Die Flüchtlingswelle, die bislang ohne Ende scheint, beschert Volkach weitere Asylbewerber. Nach Obervolkach und Gaibach, wo schon Flüchtlinge eine neue Heimat gefunden haben, sind nun die Stadt Volkach selbst und der Ortsteil Astheim Anlaufstelle, wie Bürgermeister Peter Kornell am Montagabend in der Sitzung des Ferienausschusses des Stadtrats erklärte.

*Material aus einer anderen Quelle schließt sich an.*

PR #225, opened 2026-08-26
test: load the BPF object at every configuration shape that ships

josefbacik:
A load-only test that opens the BPF object, configures it exactly as a capture does for each configuration shape that ships, and loads it into the kernel — attaching nothing — and fails on any rejection with the verifier log printed whole. A second, slower test unions the instructions the verifier visited across all shapes and names any instruction no shape reaches.

Why: the object's behaviour is selected by `.rodata` constants (`tool_config`: which recorders are on, sample rates, thresholds, filters) that userspace sets before load. libbpf freezes `.rodata` and the verifier constant-folds every branch on those constants, so a load verifies exactly the code the configuration enables and prunes the rest. The rss_stat rejection fixed in #220/#221 was invisible to every load we ran because the store path is gated by `memory_rss_threshold_bytes != 0`: at the object's defaults that threshold is 0, the branch is dead, and the program loaded everywhere; with the memory recorder's configuration the branch is live and the verifier rejected it. A load at one shape says nothing about another shape, and a shape nobody loads before a tag is a shape that is first loaded on a real host.

What is in the change:
- `systing_core::bpf_load_probe(opts, legs, log_level)`: the open → configure → load sequence of `systing()` (the same `configure_bpf_skeleton`, the same autoload selection, the same map sizing for the shapes without perf counters or cgroup targets), attaching nothing. `legs` selects the kernel-probed memory legs as the host allows or forces them on: a kprobe or tracepoint program verifies without its attach target, so a host without the vfio_iommu_type1 module can still verify the VFIO programs, which a capture on such a host never selects. `log_level` is consulted once per selected program: 0 is the plain load (libbpf refetches the log at level 1 on a rejection), 2 records every instruction the verifier visited. The report carries, per program: selected or not, instruction count (read from the loaded object, after subprogram appending), the visited set, and the program's section of the verifier log.
- `bpf_load_shapes`: the shape table (every row one `Config`, with the values a continuous capture runs with where they differ from the CLI defaults — CPU lane defaults and off arms, sw-event, build-id, syscalls/markers, pystacks, ring shards and sizes, the pid filter, a trace-event row; the memory recorder at its continuous shape, at rss threshold 0, at fault/map sample rates 1 and 97, the classic rss_stat twin, memory-alloc plain and sampled, VFIO + THP; the three network shapes; everything on; and two forced rows for the VFIO/THP legs, one per folio-split kretprobe twin), the level-2 log parsing (`split_prog_load_logs`, `visited_insns`), and the coverage arithmetic (`coverage_gaps`, `ranges`) — plain functions with unit tests.
- `tests/bpf_load_shapes.rs`, two `#[ignore]` root tests. `every_shape_loads` is the gate: every shape loads, and every program in the object is selected by some shape unless listed in `SELECTED_ELSEWHERE` with the reason (a twin the running kernel does not pick, or a program that needs an attach-time input such as a cgroup target); it loads at level 0 and takes a few minutes even on a KVM-less guest. `every_instruction_is_verified_by_some_shape` is the coverage read: any instruction of a loaded program that no shape visited fails unless listed in `ALLOWED_UNVISITED` with a reason; it asks for level 2 only on programs whose union is still incomplete after the shapes loaded so far, because a level-2 load costs a formatted line per instruction per state (the first cut logged every program at every shape and did not finish in 30 minutes under TCG).

A new knob is one new row in the table. The tests run where the other root tests run (`./scripts/run-integration-tests.sh bpf_load_shapes`, or the VM rig with `-f every_shape_loads` for the gate alone).

Test plan
- Unit tests for the parser, the coverage union and the table: `cargo test --lib bpf_load_shapes` — 7 passed.
- VM rig (the project's `bzImage-v6.12-bpf`, vanilla 6.12, TCG guest): `every_shape_loads` at this tree — 1 passed, 167 s in the guest; 30 shapes, 10–66 programs selected each, 2.3–25.7 s per shape.
- Positive control (not committed): the same test on the v1.15.1 `handle_rss_stat` form — #221's barrier-first mask reverted in the working tree — fails with `verifier rejected systing_rss_stat_btf at shape(s) memory-default, memory-sw-event, memory-sample-rates-1, memory-sample-rates-97, memory-alloc, memory-alloc-sampled, memory-vfio-thp, memory-ringbuf-shards-8, all-recorders, memory-vfio-thp-forced, memory-vfio-thp-forced-legacy`, each with the same verifier words the affected hosts reported, `R0 unbounded memory access, make sure to bounds check any such access … processed 407 insns`, while `memory-rss-threshold-0` and `memory-rss-classic` load. The same vanilla kernel that accepted that object at the defaults rejects it at the recorder's configuration, so the shape — not the verifier version — is what the earlier local and VM loads were missing.
- Not covered here: the other kernels in use (newer 6.12.y stable and 6.18 verifiers). The rig has only the vanilla 6.12 image today; a kernel matrix is the next step of the same program, and this test is the thing that runs on it.

### DIFF
--- a/src/bpf_load_shapes.rs
+++ b/src/bpf_load_shapes.rs
@@ -1,0 +1,508 @@
+//! Load-every-program × every-configuration-shape: the data and the
+//! arithmetic behind `tests/bpf_load_shapes.rs`.
+//!
+//! The BPF object's behaviour is configured through `.rodata` constants that
+//! userspace sets before load (`tool_config`: which recorders are on, sample
+//! rates, thresholds, filters). libbpf freezes `.rodata`, and the verifier
+//! constant-folds every branch on those constants, so the code a load
+//! verifies is exactly the code the configuration enables — a branch no
+//! shape turns on is never verified, and a defect in it ships. The
+//! instrument here is therefore two-fold: every shape that ships must LOAD
+//! (the verifier accepts the object at that configuration), and the union
+//! over all shapes of the instructions the verifier visited must cover every
+//! instruction of every program that loaded — an instruction no shape
+//! reaches names a configuration the table is missing (or dead code, which
+//! is then allowed explicitly, with a reason).
+//!
+//! [`crate::systing_core::bpf_load_probe`] performs one load at one shape and
+//! returns the per-program visited sets, read from the verifier's level-2
+//! log; this module owns the shape table, the log parsing, and the coverage
+//! arithmetic, all of which are plain functions with unit tests.
+
+use std::collections::{BTreeMap, BTreeSet, HashMap};
+
+use crate::systing_core::Config;
+
+/// One program's outcome in a load probe.
+#[derive(Debug, Clone)]
+pub struct ProgramLoad {
+    pub name: String,
+    /// Selected for load at this shape (`get_required_bpf_programs`).
+    pub autoload: bool,
+    /// Instructions in the loaded program (main body plus the subprograms
+    /// libbpf appended to it); 0 when the object did not load or the program
+    /// was not selected.
+    pub insn_total: usize,
+    /// Instruction indices the verifier visited, from the level-2 log.
+    pub visited: BTreeSet<u32>,
+    /// The program's own section of the verifier log, when one was printed.
+    pub verifier_log: Option<String>,
+}
+
+/// The outcome of one load probe.
+#[derive(Debug, Clone)]
+pub struct LoadReport {
+    /// The whole object loaded (every selected program verified).
+    pub loaded: bool,
+    /// libbpf's error when it did not.
+    pub error: Option<String>,
+    pub programs: Vec<ProgramLoad>,
+}
+
+impl LoadReport {
+    /// The programs libbpf reported as rejected by the verifier at this
+    /// shape (their log section starts with libbpf's failure line).
+    pub fn failed_programs(&self) -> Vec<&ProgramLoad> {
+        self.programs
+            .iter()
+            .filter(|p| {
+                p.autoload
+                    && p.verifier_log
+                        .as_deref()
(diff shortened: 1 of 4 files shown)


josefbacik:
Reviewer pass (the repository's rust-bpf-code-reviewer rubric), run over the full diff before push.

### Summary
A load-only probe plus a table of configuration shapes, with the table, the log parsing and the coverage arithmetic as plain functions under unit tests, and two root tests that drive them. No BPF source changes, no schema changes, no Cargo.toml edit. The probe mirrors `systing()`'s own open → configure → load prelude rather than re-deriving it, so the shapes it loads are the shapes a capture loads.

### Critical Issues
None.

### Improvements
- `bpf_load_probe` swaps libbpf's process-global print callback and reads a process-global capture buffer; two tests in one binary could interleave their captures under libtest's default parallelism. Resolved before push: probes are serialized on a lock inside the function (`PROBE`), and the doc comment says so.

### Suggestions
- `split_prog_load_logs` is a chain of `if let`s on the libbpf line shapes; a `match` on a small parsed enum would read a little better. Left as is — three shapes, each a one-line test.
- libtest captures the per-shape `eprintln!` lines on success; a `--nocapture` run is the way to keep the per-shape timings in the log.

### Positive Notes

Details zu den Asylbewerbern seien ebenso wenig bekannt wie der Zeitpunkt ihrer Ankunft, so Kornell. Er rechne aber in Kürze damit, dass die Busse mit den Flüchtlingen anrollen. In Volkach würden dabei drei Häuser am Holzberg angesteuert, die Platz für insgesamt rund 40 Menschen bieten könnten.

Um die Bürger mitzunehmen, sei am 15. September eine Infoveranstaltung geplant. Dies sei auch ein Angebot für Leute, die sich einem Helferkreis anschließen wollen.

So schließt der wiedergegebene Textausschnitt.